Using AI/LLMs with Beancount - Anyone Experimenting?

newbie_accountant · October 14, 2025, 8:51am

I’ve been hearing about people using Claude and ChatGPT to help with their Beancount workflows. Has anyone tried this?

Potential use cases I’m thinking about:

Help writing complex BQL queries
Categorizing unusual transactions
Learning Beancount syntax faster
Converting receipts to transaction entries
Explaining error messages

But I’m also worried about:

Privacy (sending financial data to AI)
Accuracy for tax-critical stuff
Hallucinated transactions

What’s been your experience?

helpful_veteran · October 14, 2025, 8:51am

I’ve been cautiously experimenting! Here’s what I’ve learned:

What works GREAT:

Query writing - Claude is amazing at generating BQL queries
Learning syntax - better than reading docs sometimes
Explaining errors - it understands Beancount errors well
Modeling edge cases - “how do I record X?” type questions

What I DON’T trust yet:

Auto-generating actual transactions (always verify!)
Tax calculations (too critical for mistakes)
Bulk categorization without review

My workflow:

Ask AI to draft something
Review carefully
Run bean-check immediately
Check in Fava for sanity

Privacy approach:
I sanitize data before sending to AI - replace real amounts with fake ones, use generic merchant names, etc.

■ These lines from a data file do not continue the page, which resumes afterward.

PR #432, opened 2026-07-27
fix(android): replace same-name instances automatically (SDK-171)

polbins:

If you create a second Android `Amplitude` with an `instanceName` that is already in use, the first one keeps running. The `Application` still holds the lifecycle callbacks it registered, so it keeps autocapturing, keeps starting sessions, and keeps owning the analytics connector. Creating a new instance with autocapture turned off does not stop the old one (SDK-171).

### Describe the solution

The rule: for one `Application` and instance name, only the newest instance does any work.

- `AmplitudeRegistry` remembers which instance owns each name. A new instance takes the name in `build()`, before its own setup starts, while holding one lock — so if two are created at once exactly one ends up owning the name, and if taking it fails, the instance already there keeps working.
- Taking over sets a flag on the old instance: from then on it will not accept events, start sessions, install plugins, or write to anything shared.
- The old instance immediately stops receiving Activity callbacks, stops accepting events, and stops autocapture. Its remaining plugins are removed once the events it already accepted have been processed, off the caller's thread.

Nothing waits on the old instance, so a stuck setup or a hanging plugin cannot hold up the new one. 

Where to start reading: `AmplitudeRegistry`, then `Amplitude.build` and `Amplitude.retire`, then the checks in `Timeline`. The first commit is a separate fix this one depends on — `WindowCallbackManager` unwrapped any `AutocaptureWindowCallback` it found, so stopping one instance's manager could remove another instance's wrapper.

No public API change and no api dump change.

- `./gradlew ktlintFormat :analytics-core:test :android:test apiCheck`
- `AmplitudeReplacementTest` (13 tests) covers replacing a same-name instance, leaving other names alone, a replaced instance going quiet, replacing one that is still setting up, not waiting for its cleanup, failing to take the name, connector ownership, events already queued, and two instances created at once.

- [SDK-171](https://linear.app/amplitude/issue/SDK-171)

### Checklist
* [x] Does your PR have a breaking change? No — no public API change, `apiCheck` passes. Behaviour does change for apps that relied on two same-name instances both staying active.

---

> [!NOTE]
> **Medium Risk**
> Changes core instance lifecycle and shared-by-name storage, sessions, and connector behavior (no public API change), but behavior breaks apps that depended on multiple same-name instances staying active; coverage is extensive in AmplitudeReplacementTest.
> 
> **Overview**
> Fixes **SDK-171**: creating a second Android `Amplitude` with the same `instanceName` no longer leaves the first instance running autocapture, sessions, and connector ownership.
> 
> **`AmplitudeRegistry`** makes the newest instance per name the sole owner (same `Application` only). Activation happens in `build()` before setup; the previous instance is **retired** without blocking the new one. Retired instances get `isActive == false`, drop new events, skip session side effects while draining the queue, cannot `reset()` shared identity, and bail out of in-flight `buildInternal`. Cleanup unregisters lifecycle callbacks, stops autocapture immediately, closes the timeline, then removes plugins asynchronously after the queue drains.
> 
> **`Timeline`** adds `close()` / `awaitDrained()` and gates `process()` and session handling on active ownership. **Analytics connector** identity and event-bridge setup/writes run only via `AmplitudeRegistry.runIfActive`.
> 
> **`WindowCallbackManager`** splices its wrapper out of a stacked callback chain when another manager wrapped on top, so retiring one instance does not strip another’s autocapture wrapper.
> 
> ProGuard adds `-keepnames` for `UniversalPlugin` implementations for readable retirement logs. **`AmplitudeReplacementTest`** (13 cases) covers takeover, concurrency, failed activation, connector routing, and queued-event drain.
> 
> <sup>Reviewed by [Cursor Bugbot](https://cursor.com/bugbot) for commit 271b195882c08873c13ad1168acb38748dae8ca8. Bugbot is set up for automated code reviews on this repo. Configure [here](https://www.cursor.com/dashboard/bugbot).</sup>

### DIFF
--- a/android/src/main/java/com/amplitude/android/Amplitude.kt
+++ b/android/src/main/java/com/amplitude/android/Amplitude.kt
@@ -14,6 +14,7 @@ import com.amplitude.android.utilities.ActivityLifecycleObserver
 import com.amplitude.core.RestrictedAmplitudeFeature
 import com.amplitude.core.State
 import com.amplitude.core.diagnostics.DiagnosticsContextProvider
+import com.amplitude.core.platform.UniversalPlugin
 import com.amplitude.core.platform.plugins.AmplitudeDestination
 import com.amplitude.core.platform.plugins.ContextPlugin
 import com.amplitude.core.platform.plugins.GetAmpliExtrasPlugin
@@ -24,8 +25,10 @@ import kotlinx.coroutines.Deferred
 import kotlinx.coroutines.Dispatchers
 import kotlinx.coroutines.ExperimentalCoroutinesApi
 import kotlinx.coroutines.SupervisorJob
+import kotlinx.coroutines.launch
 import java.io.File
 import java.lang.ref.WeakReference
+import java.util.concurrent.atomic.AtomicBoolean
 import com.amplitude.core.Amplitude as CoreAmplitude
 
 @OptIn(ExperimentalCoroutinesApi::class, RestrictedAmplitudeFeature::class)
@@ -58,6 +61,17 @@ open class Amplitude internal constructor(
     internal lateinit var autocaptureManager: AutocaptureManager
         private set
 
+    // Assigned in [build], not by a field initializer: initializers run after the core constructor,
+    // where they would clobber a retirement from a same-name instance racing this one.
+    private lateinit var retired: AtomicBoolean
+
+    /** Whether this instance still owns its instance name. Gates all work an active instance does. */
+    internal val isActive: Boolean
+        get() = !retired.get()
+
+    internal val application: Application
+        get() = (configuration as Configuration).context as Application
+
     /**
      * Init-order trap: [CoreAmplitude]'s `init` calls [build] before this class's field
      * initializers run, and [buildInternal] may already be on a background thread.
@@ -65,6 +79,7 @@ open class Amplitude internal constructor(
      * initializers, or `init {}`.
      */
     override fun build(): Deferred<Boolean> {
+        retired = AtomicBoolean(false)
         activityLifecycleCallbacks = ActivityLifecycleObserver()
         androidContextPlugin = AndroidContextPlugin()
         val androidConfig = configuration as Configuration
@@ -76,15 +91,10 @@ open class Amplitude internal constructor(
                 logger = logger,
                 diagnosticsClient = diagnosticsClient,
             )
+        // Claim the instance name before the build exists, so nothing the build installs can run
+        // before the claim, and a failed claim leaves no build behind.
+        AmplitudeRegistry.activate(this)
         return super.build()
-    }
-
-    init {
-        registerShutdownHook()
-
-        with(configuration.context as Application) {
-            registerActivityLifecycleCallbacks(activityLifecycleCallbacks)
-        }
     }
 
     override fun createTimeline(): Timeline {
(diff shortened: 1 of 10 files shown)


polbins:
bugbot run

polbins:
bugbot run

android/src/main/java/com/amplitude/android/Timeline.kt
```diff
@@ -99,27 +121,36 @@ class Timeline(
...
 
             END_SESSION_EVENT -> {
                 // No specific action needed before processing this event type
             }
 
             else -> {
-                if (event.sessionId != DEFAULT_SESSION_ID) {
+                if (event.sessionId != DEFAULT_SESSION_ID && ownsSessions()) {
                     val stopAndStartSessionEvents = startNewSessionIfNeeded(eventTimestamp)
                     processAndPersistEvents(stopAndStartSessionEvents)
```
ianmeyer, line 155: Should this path call `processAndPersistEvents` twice? It falls through to `processAndPersistEvents(listOf(event))` below.

android/src/main/java/com/amplitude/android/Amplitude.kt
```diff
@@ -159,6 +180,42 @@ open class Amplitude internal constructor(
...
+
+        // The rest go last: they must outlive an in-flight build that is still adding them and the
+        // queued events still draining through them. Off the constructor's thread either way, so
+        // the replacement never waits on this.
+        amplitudeScope.launch(amplitudeDispatcher) {
+            isBuilt.join()
+            (timeline as Timeline).awaitDrained()
+            plugins(UniversalPlugin::class.java).forEach { plugin ->
+                runCatching { remove(plugin) }
+                    .onFailure { logger.warn("Failed to remove ${plugin.name ?: plugin::class.java.simpleName}: $it") }
```
ianmeyer, line 217: Is this logging ever used in production obfuscated code? If so, we'd want to add a `Plugin.name` so it isn't obfuscated.

ianmeyer (approved):
I did my best to follow along

android/src/main/java/com/amplitude/android/Timeline.kt
polbins: Good question! The first call is for session events (`session_end`/`session_start`), that ensures we've ended/started a new session if needed before we process the actual event (fall-through case).

android/src/main/java/com/amplitude/android/Amplitude.kt
polbins: It is going to be on production, adding this to our rules!

android/src/main/java/com/amplitude/android/Amplitude.kt
```diff
@@ -134,6 +152,9 @@ open class Amplitude internal constructor(
     }
 
     override fun reset(): Amplitude {
+        // Identity is shared by instance name, so a replaced instance must not rotate it.
+        if (!isActive) return this
```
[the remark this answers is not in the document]
polbins: This is a case of misuse and predates this PR. We have `reset()` gated because it's open and would likely be called on teardown, but `setUserId`/`setDeviceId` are final in core. Will leave this as-is.

android/src/main/java/com/amplitude/android/Timeline.kt
```diff
@@ -99,27 +121,36 @@ class Timeline(
...
+                }
             }
 
             END_SESSION_EVENT -> {
                 // No specific action needed before processing this event type
             }
 
             else -> {
-                if (event.sessionId != DEFAULT_SESSION_ID) {
+                if (event.sessionId != DEFAULT_SESSION_ID && ownsSessions()) {
```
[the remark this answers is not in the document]
polbins: `lastEventId` is an in-memory copy of a value that lives in storage shared by instance name, so two same-name timelines have always been able to hand out the same ids. This predates the PR, where here it's bounded to the drain. `event_id` also isn't what dedupes server-side. Will leave this as-is.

It’s a tool, not autopilot!

practical_adviser · October 14, 2025, 8:51am

I use AI daily now - huge time saver!

Best use case: Receipt → Transaction

I take a photo, OCR it, then prompt:

AI generates:

2024-01-15 * "Whole Foods" "Groceries"
  Expenses:Groceries  67.43 USD
  Liabilities:CreditCard:Chase

90% accuracy! I just review and commit.

Privacy: I use local Ollama models for sensitive data. For learning/queries, ChatGPT is fine.

Productivity: Saves 2-3 hours/month on data entry and query writing.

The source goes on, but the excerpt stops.